__PROMPT__
What is the number of lines in this data that contain the word "about"? Give the number alone.

__RECORDS FOR THE EXERCISE__
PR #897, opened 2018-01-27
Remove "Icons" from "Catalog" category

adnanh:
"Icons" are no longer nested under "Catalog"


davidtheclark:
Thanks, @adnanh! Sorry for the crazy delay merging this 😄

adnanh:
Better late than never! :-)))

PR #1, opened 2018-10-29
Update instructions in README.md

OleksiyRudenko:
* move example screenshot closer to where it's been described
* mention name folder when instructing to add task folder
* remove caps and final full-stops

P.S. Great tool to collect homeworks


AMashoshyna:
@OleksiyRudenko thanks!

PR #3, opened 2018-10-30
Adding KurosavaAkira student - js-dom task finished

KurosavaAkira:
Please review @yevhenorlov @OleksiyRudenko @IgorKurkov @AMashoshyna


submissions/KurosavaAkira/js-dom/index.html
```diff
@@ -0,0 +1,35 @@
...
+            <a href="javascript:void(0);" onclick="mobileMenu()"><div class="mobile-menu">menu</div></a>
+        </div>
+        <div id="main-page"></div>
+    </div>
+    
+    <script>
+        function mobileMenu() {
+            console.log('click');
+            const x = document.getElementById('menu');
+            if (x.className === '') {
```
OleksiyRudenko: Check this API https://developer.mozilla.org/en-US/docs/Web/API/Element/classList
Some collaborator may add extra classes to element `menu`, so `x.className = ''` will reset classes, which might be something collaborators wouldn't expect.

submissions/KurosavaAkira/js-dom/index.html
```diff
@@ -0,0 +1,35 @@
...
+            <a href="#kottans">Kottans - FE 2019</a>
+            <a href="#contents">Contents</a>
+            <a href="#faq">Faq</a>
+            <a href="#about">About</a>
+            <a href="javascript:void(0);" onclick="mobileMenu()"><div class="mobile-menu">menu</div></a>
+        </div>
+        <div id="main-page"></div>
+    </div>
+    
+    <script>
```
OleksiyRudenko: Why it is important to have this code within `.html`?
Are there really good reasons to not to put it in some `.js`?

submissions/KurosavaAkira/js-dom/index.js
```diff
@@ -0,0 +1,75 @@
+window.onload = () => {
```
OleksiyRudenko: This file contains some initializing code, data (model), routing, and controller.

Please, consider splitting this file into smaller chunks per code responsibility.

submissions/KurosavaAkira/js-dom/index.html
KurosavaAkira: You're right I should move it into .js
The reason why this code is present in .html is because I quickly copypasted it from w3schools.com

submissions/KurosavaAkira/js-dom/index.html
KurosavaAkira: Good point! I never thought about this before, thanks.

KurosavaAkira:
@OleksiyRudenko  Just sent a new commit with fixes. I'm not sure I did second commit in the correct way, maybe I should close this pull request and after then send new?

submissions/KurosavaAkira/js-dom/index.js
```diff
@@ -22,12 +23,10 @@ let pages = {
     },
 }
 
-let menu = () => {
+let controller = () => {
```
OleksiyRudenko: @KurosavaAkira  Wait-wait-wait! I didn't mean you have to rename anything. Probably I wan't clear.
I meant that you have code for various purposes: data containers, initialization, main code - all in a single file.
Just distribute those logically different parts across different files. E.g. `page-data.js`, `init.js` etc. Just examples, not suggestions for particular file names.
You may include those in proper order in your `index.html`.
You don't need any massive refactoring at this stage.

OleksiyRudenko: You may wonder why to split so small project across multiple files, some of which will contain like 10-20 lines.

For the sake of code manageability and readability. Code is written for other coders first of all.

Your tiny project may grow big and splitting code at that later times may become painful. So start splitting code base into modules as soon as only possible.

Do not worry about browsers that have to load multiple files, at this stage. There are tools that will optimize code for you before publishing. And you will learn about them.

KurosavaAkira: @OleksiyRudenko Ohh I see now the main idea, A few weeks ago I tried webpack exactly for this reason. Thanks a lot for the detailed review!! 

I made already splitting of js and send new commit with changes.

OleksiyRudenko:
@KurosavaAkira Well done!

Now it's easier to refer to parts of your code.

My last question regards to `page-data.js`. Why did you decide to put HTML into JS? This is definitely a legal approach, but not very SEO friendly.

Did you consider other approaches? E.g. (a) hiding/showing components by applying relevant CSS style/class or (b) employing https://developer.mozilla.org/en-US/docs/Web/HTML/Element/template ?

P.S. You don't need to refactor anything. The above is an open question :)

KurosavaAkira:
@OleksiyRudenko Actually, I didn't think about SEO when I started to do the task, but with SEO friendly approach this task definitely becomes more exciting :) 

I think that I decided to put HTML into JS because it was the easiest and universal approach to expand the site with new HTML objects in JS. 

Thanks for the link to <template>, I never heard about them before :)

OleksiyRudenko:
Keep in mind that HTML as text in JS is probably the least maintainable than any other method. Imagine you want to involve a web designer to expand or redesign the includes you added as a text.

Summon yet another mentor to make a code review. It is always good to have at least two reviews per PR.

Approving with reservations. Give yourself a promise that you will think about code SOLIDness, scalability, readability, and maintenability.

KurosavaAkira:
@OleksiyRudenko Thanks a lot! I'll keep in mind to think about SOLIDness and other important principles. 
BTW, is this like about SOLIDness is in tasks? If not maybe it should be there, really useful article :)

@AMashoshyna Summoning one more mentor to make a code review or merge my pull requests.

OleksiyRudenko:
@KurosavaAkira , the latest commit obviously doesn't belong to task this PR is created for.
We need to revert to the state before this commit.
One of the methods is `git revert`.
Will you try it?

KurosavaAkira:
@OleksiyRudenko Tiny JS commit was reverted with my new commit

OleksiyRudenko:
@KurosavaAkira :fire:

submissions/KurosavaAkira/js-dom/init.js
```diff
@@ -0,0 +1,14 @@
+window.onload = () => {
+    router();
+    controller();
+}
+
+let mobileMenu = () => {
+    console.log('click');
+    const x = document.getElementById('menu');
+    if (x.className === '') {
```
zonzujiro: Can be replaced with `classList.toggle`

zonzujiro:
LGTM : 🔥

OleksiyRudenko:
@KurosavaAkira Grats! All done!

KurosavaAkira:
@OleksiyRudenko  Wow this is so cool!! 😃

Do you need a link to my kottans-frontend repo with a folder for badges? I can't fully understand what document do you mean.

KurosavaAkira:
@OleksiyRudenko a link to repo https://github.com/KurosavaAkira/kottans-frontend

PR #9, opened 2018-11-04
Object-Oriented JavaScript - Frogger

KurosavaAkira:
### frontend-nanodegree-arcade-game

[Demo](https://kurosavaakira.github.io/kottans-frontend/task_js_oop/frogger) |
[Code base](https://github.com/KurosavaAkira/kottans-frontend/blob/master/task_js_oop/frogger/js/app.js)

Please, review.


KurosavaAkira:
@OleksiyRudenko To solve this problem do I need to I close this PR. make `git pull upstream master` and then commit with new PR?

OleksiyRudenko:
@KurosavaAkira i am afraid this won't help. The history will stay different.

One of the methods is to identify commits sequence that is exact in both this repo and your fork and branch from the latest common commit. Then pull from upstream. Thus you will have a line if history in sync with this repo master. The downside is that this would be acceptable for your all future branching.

__TASK RESULT__
8